(Stored items)
_ _ _ _

PR #398, opened 2015-06-12
Makes PythonEditor wait for analyzer to load before continuing

zooba:
Makes PythonEditor wait for analyzer to load before continuing. This stabilises (at least) the refactor rename tests.


crwilcox:
lgtm :+1:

_ _ _ _

Aim of the task - Which lines in the records above include the word "analyzer"? Copy them out.

Result below -
Makes PythonEditor wait for analyzer to load before continuing
Makes PythonEditor wait for analyzer to load before continuing. This stabilises (at least) the refactor rename tests.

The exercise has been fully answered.